Language and Geography
The Hindu religion is largely
limited to Indians whether living in India or in other areas. However, not all
Hindus (in the religious sense) speak an Indo-European language. Many Indians in
southern India speak languages in the Dravidian language family; some speak
still other languages. The form of Hinduism is fairly consistent throughout the
country, though naturally there are variations in the details over such a wide
area, as would be expected for a religion which has been in existence for such a
The history of Hinduism in India is not known
from written records, and Indians generally have not been particularly
interested in the sort of historical analysis which appeals to westerners. The
earliest civilization in India is the Indus Valley Civilization (4000 - 2200
BCE) which had writing but the signs have not yet been interpreted. Many people
expect that this will prove to be a form of Sanskrit but it is not possible to
know for certain until the signs are interpreted.
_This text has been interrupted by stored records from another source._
PR #190, opened 2023-02-12
feat/namespaceURI

kyr0:
Hi Andrea,

this PR implements `Element.namespaceURI`, as far as I understood, close to WHATWG spec. requirements:

- `namespaceURI` is a getter that returns the namespace string that has been provided when calling `createElementNS`
- when an `SVGElement` is created, the SVG namespace is passed to the base class
- all `SVGElement` instances now automatically come with the `namespaceURI` accessible on them
- the code follows the common patterns in this repo and therefore introduces a new `Symbol` that is used to store the `namespaceURI` on the instance of the Element
- the `option` argument in `createElementNS` has been removed, it was unused 
- because `createElement` could potentially take an `options` argument in the future (as by the spec), I don't call `createElement` anymore from within `createElementNS` as this could lead to future breaking changes when `options` should ever be implemented -- therefore the internal API (Element class) takes another constructor parameter now

All tests are green, 100% code coverage. Added a few more tests to make sure the change translates well down the tree for the SVG usecases.

Double-checked with local npm linking -- all my tests with the isomorphic DOM renderer are green now :)

Thanks and best
Aron


WebReflection:
before I look into this (which I will right after) I wonder why you dropped something that was there to be future proof (updates) ... as the `options` is [standard API signature](https://developer.mozilla.org/en-US/docs/Web/API/Document/createElementNS#syntax) ... any particular reason?

esm/interface/document.js
```diff
@@ -269,10 +269,10 @@ export class Document extends NonElementParentNode {
   createAttributeNS(_, name) {
     return this.createAttribute(name);
   }
-  createElementNS(nsp, localName, options) {
+  createElementNS(nsp, localName) {
     return nsp === SVG_NAMESPACE ?
             new SVGElement(this, localName, null) :
-            this.createElement(localName, options);
```
WebReflection, line 275: options is used for builtin extends ... I think this breaks builtin extend when created via `createElementNS` but I need to check if browsers also do that

esm/interface/element.js
```diff
@@ -75,11 +75,19 @@ const isVoid = ({localName, ownerDocument}) => {
  * @implements globalThis.Element
  */
 export class Element extends ParentNode {
-  constructor(ownerDocument, localName) {
+  constructor(ownerDocument, localName, nsp) {
     super(ownerDocument, localName, ELEMENT_NODE);
     this[CLASS_LIST] = null;
     this[DATASET] = null;
     this[STYLE] = null;
+    this[NS] = nsp
```
WebReflection, line 83: this is an implicit property of the element ... as this project only accepts SVG or non SVG elements, an `instanceof SVGElement` seems to be enough to return via lazy accessor the `nsp` ... adding extra fields to the class looks like a road to worse performance, so lazyness here would be much better, imho. What is the reason to attach something 90% of the use cases not needed?

esm/interface/element.js
```diff
@@ -75,11 +75,19 @@ const isVoid = ({localName, ownerDocument}) => {
...
+  }
+
+  /**
+   * @returns {String}
+   */
+  get namespaceURI() {
+    return this[NS]
```
WebReflection, line 90: as written before, this is where `instanceof` check seems ot be more appropriate for *SVG* elements ... I myself never needed any of this in the wild, so let's make it lazy, please?

esm/svg/element.js
```diff
@@ -17,7 +18,7 @@ const handler = {
  */
 export class SVGElement extends Element {
   constructor(ownerDocument, localName, ownerSVGElement = null) {
-    super(ownerDocument, localName);
+    super(ownerDocument, localName, SVG_NAMESPACE);
```
WebReflection, line 21: every `SVGElement` element has implicitly `SVG_NAMESPACE` as `namespaceURI` ... I feel like these elements are the only one that should have something meaningful in here.

test/html/document.js
```diff
@@ -88,3 +88,10 @@ const issue187 = (new DOMParser).parseFromString(`<!DOCTYPE html><html><head></h
 issue187.body.innerHTML = '<span></span>';
 let span = issue187.body.firstElementChild;
 assert(span.ownerDocument.body, issue187.body);
+
+// namespaces
+const issue189Div = document.createElementNS("http://www.w3.org/1999/xhtml", "DIV")
+assert(issue189Div.namespaceURI, 'http://www.w3.org/1999/xhtml', '<div> element, when created with createElementNS() must keep its namespace')
```
WebReflection, line 94: if this is the reason for the whole dance then I'd like to introduce an `XHTML` variant among `XML` and `SVG` and move the namespace as static getter through the prototype in all cases ... this makes the code identical as it is and just enrich edge cases instead of penalizing with an extra field all elements ... what do you think?

WebReflection: Actually ... never mind, this *is* the namespaceURI for HTML: https://developer.mozilla.org/en-US/docs/Web/API/Document/createElementNS#important_namespace_uris

And here I've done this test:

```js
customElements.define('a-li', class extends HTMLLIElement{}, {extends: 'li'});
document.createElement('li', {is: 'a-li'}) instanceof customElements.get('a-li'); // true
document.createElementNS('http://www.w3.org/1999/xhtml', 'li', {is: 'a-li'}) instanceof customElements.get('a-li'); // also true
```

So this PR breaks custom elements builtin extends on `createElementNS` with valid HTML namespace, hence it's a no-go to me as it is. Let's move `namespaceURI` in respective class prototypes instead, so that no performance regression can really happen, and nothing would break with builtin extends.

WebReflection: P.S. dare I say this test should be part of the coverage too, so these issues would be clear out of the box.

esm/interface/document.js
WebReflection: checked here: I am afraid this is not going to lad as is https://github.com/WebReflection/linkedom/pull/190#discussion_r1103862030

esm/svg/element.js
WebReflection: Amend, I am OK to have either lazy results or specific `get namespaceURI` for SVG elements that override the default for HTML one.

WebReflection:
I went ahead and fixed this issue with the most sensible and minimal change, I hope that's OK.

PR #192, opened 2023-03-04
Add `meta` attributes

jarusll:
Added the following [meta](https://html.spec.whatwg.org/multipage/semantics.html#attr-meta-media) attributes
- name - The metadata key
- content - The metadata value
- http-equiv - Special flags for the page
- charset - The character encoding
- media - Preffered stylesheet according to media queries

### DIFF
--- a/.github/workflows/node.build.js.yml
+++ b/.github/workflows/node.build.js.yml
@@ -1,0 +1,30 @@
+# This workflow will do a clean installation of node dependencies, cache/restore them, build the source code and run tests across different versions of node
+# For more information see: https://docs.github.com/en/actions/automating-builds-and-tests/building-and-testing-nodejs
+
+name: Node.js CI
+
+on:
+  push:
+    branches: [ "main" ]
+  pull_request:
+    branches: [ "main" ]
+
+jobs:
+  build:
+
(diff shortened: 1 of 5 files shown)


WebReflection:
It's up and running 🥳

jarusll:
Am I  supposed to push `worker.js` as well? 
Also you might want to delete the github action `[node.build.js.yml](https://github.com/WebReflection/linkedom/blob/main/.github/workflows/node.build.js.yml)`, I pushed it without realizing there was already one present.

jarusll:
If [node.build.js.yml](https://github.com/WebReflection/linkedom/blob/main/.github/workflows/node.build.js.yml) is not deleted by the next PR, I will include it in the PR. Thanks and please let me know if I am supposed to push `worker.js` or not.

WebReflection:
worker comes out of hte build which happens anyway before I push versions from main ... in theory all PRs need is to change the *./esm/* and the *./test/* entry and everything else is handled by the pipe ... I will remove that .yml file then.

WebReflection:
.yml removed ... maybe I could take a chance to update mine with more versions and a v3 checkout ... right now that's not a priority neither necessary, I hope that's OK.

PR #195, opened 2023-03-09
Ensuring /cached and /worker entrypoints are recognized by TypeScript

### LINKED ISSUE #194: Ensuring the /cached export is detected by TypeScript
It looks like the `/cached` export is not detected by TS:

```ts
import * as A from 'linkedom';
import * as B from 'linkedom/cached';
import * as C from 'linkedom/worker';
```

Screen Shot 2023-03-09 at 18 34 45

I'm not exactly sure why, maybe a "types" property is required [here](https://github.com/WebReflection/linkedom/blob/e22febd73d226dd9310a9e530679f08fbe2491c7/package.json#L51).

fabiospampinato:
I remembered that I stumbled on this same issue with [Voby](https://github.com/vobyjs/voby/blob/d9712d8a9dc770891522591b2548c756c7ca8acd/package.json#L24-L33), and after some major headaches the solution was that there just was no reasonable way to provide types for submodules, the only way to do it is by abusing the `"typesVersions"` property. This is maybe something that should get addressed in TS v5.

In any case this PR closes #194.

I'm reusing the types for the default export for the worker export, since I don't see more specific ones for that, if /worker exports a different interface then different types should be generated I guess.

### DIFF
--- a/package.json
+++ b/package.json
@@ -55,6 +55,16 @@
     "./package.json": "./package.json",
     "./worker": "./worker.js"
   },
+  "typesVersions": {
+    "*": {
+      "cached": [
+        "./types/esm/index.d.ts"
+      ],
+      "worker": [
+        "./types/esm/index.d.ts"
+      ]
+    }
+  },
   "dependencies": {
     "css-select": "^5.1.0",
     "cssom": "^0.5.0",


WebReflection:
it's up, thanks 👍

Another theory common among
western scholars for many years is that there was an invasion of
Indo-European-speaking people into India from what is now Afghanistan, loosely
assigned to 2000 BCE. However this theory has no evidence to support it and the
archaeological digs in India do not show a “cline” or abrupt change in culture
which would signify an invasion or other cultural intrusion near that time.
There are a few brief references to some words in the Indic languages which
are known from early sources in the context of other languages in Mesopotamia.
Mitanni is a language recorded very early (1700-1500 BCE)
but known from only a few words in the context of the Hurrian language. Hurrian
is not an Indo-European language, and the Mitanni vocabulary is connected to
horses and horse racing. This is thought to be the special vocabulary of a group
of horse handlers who had a respected though restricted position in Hurrian
society. The Mitanni vocabulary also includes the names of some recognizably
Indic Gods, Mitra, Varuna, Indra and the Nasatya.
Kassite is another language recorded very early in the
context of various Mesopotamian languages. The extremely small vocabulary
consists mostly of the names of Kassite Gods which are incorporated in the names of the Kassite kings. These
theophoric king names are very typical of Indo-European names. There is also a
special vocabulary for the coat colors of horses, namely bay, chestnut, and
Hindu Language and Religion
Many modern languages spoken
in India and surrounding countries are grouped with Sanskrit as one of the
branches of the Indo-European language family. Some people have argued that the
Hindu religion is modern and includes elements from other cultures, which of
course is true. But its essential form parallels exactly that of the Roman and
Greek Pagan religions as they are known from classical texts and from
archaeological finds. Clearly the Hindu religion conserves a very old, though
unwritten tradition which it shares with the other Indo-European languages.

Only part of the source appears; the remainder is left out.